### Exercise objective
Print each record below character for character.

### Record extracts
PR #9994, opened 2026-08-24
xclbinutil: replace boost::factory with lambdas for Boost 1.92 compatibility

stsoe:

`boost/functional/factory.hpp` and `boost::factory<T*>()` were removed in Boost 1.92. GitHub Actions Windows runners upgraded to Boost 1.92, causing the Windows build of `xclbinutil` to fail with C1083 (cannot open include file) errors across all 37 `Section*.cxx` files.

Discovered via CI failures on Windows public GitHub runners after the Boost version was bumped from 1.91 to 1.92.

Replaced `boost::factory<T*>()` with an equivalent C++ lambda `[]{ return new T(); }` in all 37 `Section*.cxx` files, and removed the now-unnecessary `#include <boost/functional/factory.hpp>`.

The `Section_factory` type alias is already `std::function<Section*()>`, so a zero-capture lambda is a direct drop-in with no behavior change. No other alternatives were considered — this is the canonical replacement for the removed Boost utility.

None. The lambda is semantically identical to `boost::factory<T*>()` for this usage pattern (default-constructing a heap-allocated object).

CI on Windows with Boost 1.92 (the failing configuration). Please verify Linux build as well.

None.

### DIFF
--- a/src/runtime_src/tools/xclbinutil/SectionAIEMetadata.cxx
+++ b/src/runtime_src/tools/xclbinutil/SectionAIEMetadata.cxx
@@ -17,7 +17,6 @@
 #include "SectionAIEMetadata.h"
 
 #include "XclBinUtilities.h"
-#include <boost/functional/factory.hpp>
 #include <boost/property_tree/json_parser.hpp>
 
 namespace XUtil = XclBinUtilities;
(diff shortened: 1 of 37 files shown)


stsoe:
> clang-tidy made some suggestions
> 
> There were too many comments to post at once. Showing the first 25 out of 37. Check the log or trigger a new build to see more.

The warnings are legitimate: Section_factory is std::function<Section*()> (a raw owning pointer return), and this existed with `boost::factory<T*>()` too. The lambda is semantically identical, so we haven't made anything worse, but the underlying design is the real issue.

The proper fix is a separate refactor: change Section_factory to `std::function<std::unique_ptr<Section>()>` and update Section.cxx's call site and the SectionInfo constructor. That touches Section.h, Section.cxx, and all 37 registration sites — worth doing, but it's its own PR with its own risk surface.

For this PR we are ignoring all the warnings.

### Result of the exercise
PR #9994, opened 2026-08-24
xclbinutil: replace boost::factory with lambdas for Boost 1.92 compatibility

stsoe:

`boost/functional/factory.hpp` and `boost::factory<T*>()` were removed in Boost 1.92. GitHub Actions Windows runners upgraded to Boost 1.92, causing the Windows build of `xclbinutil` to fail with C1083 (cannot open include file) errors across all 37 `Section*.cxx` files.

Discovered via CI failures on Windows public GitHub runners after the Boost version was bumped from 1.91 to 1.92.

Replaced `boost::factory<T*>()` with an equivalent C++ lambda `[]{ return new T(); }` in all 37 `Section*.cxx` files, and removed the now-unnecessary `#include <boost/functional/factory.hpp>`.

The `Section_factory` type alias is already `std::function<Section*()>`, so a zero-capture lambda is a direct drop-in with no behavior change. No other alternatives were considered — this is the canonical replacement for the removed Boost utility.

None. The lambda is semantically identical to `boost::factory<T*>()` for this usage pattern (default-constructing a heap-allocated object).

CI on Windows with Boost 1.92 (the failing configuration). Please verify Linux build as well.

None.

### DIFF
--- a/src/runtime_src/tools/xclbinutil/SectionAIEMetadata.cxx
+++ b/src/runtime_src/tools/xclbinutil/SectionAIEMetadata.cxx
@@ -17,7 +17,6 @@
 #include "SectionAIEMetadata.h"
 
 #include "XclBinUtilities.h"
-#include <boost/functional/factory.hpp>
 #include <boost/property_tree/json_parser.hpp>
 
 namespace XUtil = XclBinUtilities;
(diff shortened: 1 of 37 files shown)


stsoe:
> clang-tidy made some suggestions
> 
> There were too many comments to post at once. Showing the first 25 out of 37. Check the log or trigger a new build to see more.

The warnings are legitimate: Section_factory is std::function<Section*()> (a raw owning pointer return), and this existed with `boost::factory<T*>()` too. The lambda is semantically identical, so we haven't made anything worse, but the underlying design is the real issue.

The proper fix is a separate refactor: change Section_factory to `std::function<std::unique_ptr<Section>()>` and update Section.cxx's call site and the SectionInfo constructor. That touches Section.h, Section.cxx, and all 37 registration sites — worth doing, but it's its own PR with its own risk surface.

For this PR we are ignoring all the warnings.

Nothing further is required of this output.